[What is expected]:
In the entries that follow, how many lines contain "relevant"? Please reply with only the number.
=== Input records ===
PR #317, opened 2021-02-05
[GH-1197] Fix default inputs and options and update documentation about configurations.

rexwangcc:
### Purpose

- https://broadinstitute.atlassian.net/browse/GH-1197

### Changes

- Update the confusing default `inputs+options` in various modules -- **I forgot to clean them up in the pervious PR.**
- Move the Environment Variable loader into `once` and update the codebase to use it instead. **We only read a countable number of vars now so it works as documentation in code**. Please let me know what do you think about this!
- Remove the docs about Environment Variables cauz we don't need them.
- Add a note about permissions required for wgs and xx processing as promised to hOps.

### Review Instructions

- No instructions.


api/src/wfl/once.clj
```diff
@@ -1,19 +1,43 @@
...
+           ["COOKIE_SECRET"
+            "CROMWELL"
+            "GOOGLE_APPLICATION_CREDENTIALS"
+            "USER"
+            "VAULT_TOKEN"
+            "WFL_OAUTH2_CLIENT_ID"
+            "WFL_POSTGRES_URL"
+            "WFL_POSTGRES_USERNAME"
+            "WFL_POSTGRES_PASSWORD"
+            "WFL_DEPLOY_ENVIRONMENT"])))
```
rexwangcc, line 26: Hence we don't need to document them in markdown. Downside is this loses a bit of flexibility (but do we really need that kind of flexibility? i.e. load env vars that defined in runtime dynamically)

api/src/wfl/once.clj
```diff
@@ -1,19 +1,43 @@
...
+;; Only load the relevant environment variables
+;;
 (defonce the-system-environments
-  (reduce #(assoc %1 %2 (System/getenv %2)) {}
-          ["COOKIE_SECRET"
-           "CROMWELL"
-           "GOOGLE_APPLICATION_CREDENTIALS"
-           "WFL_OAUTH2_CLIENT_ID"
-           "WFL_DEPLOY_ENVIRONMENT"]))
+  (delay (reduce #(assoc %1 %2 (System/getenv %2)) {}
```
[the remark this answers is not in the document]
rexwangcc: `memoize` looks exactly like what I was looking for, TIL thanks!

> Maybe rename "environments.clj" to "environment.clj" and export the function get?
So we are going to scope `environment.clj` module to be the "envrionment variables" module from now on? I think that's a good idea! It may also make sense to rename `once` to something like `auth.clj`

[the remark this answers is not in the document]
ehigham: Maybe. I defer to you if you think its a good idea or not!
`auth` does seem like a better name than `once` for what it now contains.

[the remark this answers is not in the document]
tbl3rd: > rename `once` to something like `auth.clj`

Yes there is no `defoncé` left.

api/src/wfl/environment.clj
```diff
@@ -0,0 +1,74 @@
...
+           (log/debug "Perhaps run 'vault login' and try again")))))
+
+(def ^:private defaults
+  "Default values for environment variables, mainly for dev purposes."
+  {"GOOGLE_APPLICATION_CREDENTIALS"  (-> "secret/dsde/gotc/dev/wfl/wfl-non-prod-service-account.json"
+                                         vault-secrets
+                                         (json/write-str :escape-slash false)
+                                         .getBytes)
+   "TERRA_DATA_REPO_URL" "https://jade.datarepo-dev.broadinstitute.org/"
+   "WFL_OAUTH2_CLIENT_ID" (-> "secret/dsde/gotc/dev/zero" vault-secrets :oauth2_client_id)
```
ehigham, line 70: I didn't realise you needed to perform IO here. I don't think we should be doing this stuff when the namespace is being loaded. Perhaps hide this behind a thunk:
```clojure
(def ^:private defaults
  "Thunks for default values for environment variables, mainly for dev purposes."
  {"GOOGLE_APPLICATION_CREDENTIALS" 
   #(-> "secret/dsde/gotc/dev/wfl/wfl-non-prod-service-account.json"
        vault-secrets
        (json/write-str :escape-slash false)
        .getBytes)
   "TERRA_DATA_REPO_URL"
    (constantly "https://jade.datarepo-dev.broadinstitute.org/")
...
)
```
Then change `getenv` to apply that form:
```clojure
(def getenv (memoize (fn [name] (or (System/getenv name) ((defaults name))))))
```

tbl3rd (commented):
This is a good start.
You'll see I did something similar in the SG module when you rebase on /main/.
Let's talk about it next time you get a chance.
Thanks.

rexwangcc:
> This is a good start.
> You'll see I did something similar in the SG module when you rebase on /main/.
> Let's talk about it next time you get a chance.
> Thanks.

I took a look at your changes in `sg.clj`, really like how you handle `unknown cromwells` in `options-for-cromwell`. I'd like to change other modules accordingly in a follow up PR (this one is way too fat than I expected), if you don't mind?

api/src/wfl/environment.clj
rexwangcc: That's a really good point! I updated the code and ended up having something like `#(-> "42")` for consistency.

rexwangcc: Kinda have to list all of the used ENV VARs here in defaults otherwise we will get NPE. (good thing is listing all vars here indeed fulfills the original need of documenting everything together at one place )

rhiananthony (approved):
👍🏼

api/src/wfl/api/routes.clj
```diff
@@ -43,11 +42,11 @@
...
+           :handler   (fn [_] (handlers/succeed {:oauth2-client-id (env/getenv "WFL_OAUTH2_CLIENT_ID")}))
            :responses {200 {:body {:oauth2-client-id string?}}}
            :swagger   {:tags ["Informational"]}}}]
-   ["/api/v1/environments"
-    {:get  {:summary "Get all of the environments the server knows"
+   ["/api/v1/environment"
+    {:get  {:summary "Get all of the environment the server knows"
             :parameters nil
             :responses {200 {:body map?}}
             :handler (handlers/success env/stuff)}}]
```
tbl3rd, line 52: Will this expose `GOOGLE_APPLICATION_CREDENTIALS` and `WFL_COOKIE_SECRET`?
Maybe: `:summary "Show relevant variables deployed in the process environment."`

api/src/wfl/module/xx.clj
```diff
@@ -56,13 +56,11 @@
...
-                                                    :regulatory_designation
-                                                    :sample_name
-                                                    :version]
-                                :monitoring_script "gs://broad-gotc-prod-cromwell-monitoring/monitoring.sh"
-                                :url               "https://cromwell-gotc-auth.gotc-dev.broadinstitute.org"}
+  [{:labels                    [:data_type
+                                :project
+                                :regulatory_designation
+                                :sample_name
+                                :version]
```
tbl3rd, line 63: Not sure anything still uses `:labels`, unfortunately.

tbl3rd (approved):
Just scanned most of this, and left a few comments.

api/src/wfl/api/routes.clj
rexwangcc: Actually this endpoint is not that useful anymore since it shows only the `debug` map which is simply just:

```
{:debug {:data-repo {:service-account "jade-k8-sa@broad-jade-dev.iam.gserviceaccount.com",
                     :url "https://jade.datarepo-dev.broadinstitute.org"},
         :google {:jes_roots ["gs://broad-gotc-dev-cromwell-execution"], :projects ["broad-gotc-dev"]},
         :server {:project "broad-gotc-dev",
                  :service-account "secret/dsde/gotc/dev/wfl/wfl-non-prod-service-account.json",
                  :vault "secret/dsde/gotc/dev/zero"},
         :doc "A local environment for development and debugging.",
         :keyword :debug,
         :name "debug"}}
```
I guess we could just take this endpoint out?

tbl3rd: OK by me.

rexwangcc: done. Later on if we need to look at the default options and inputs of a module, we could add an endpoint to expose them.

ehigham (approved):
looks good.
===
[Output for this exercise]:
2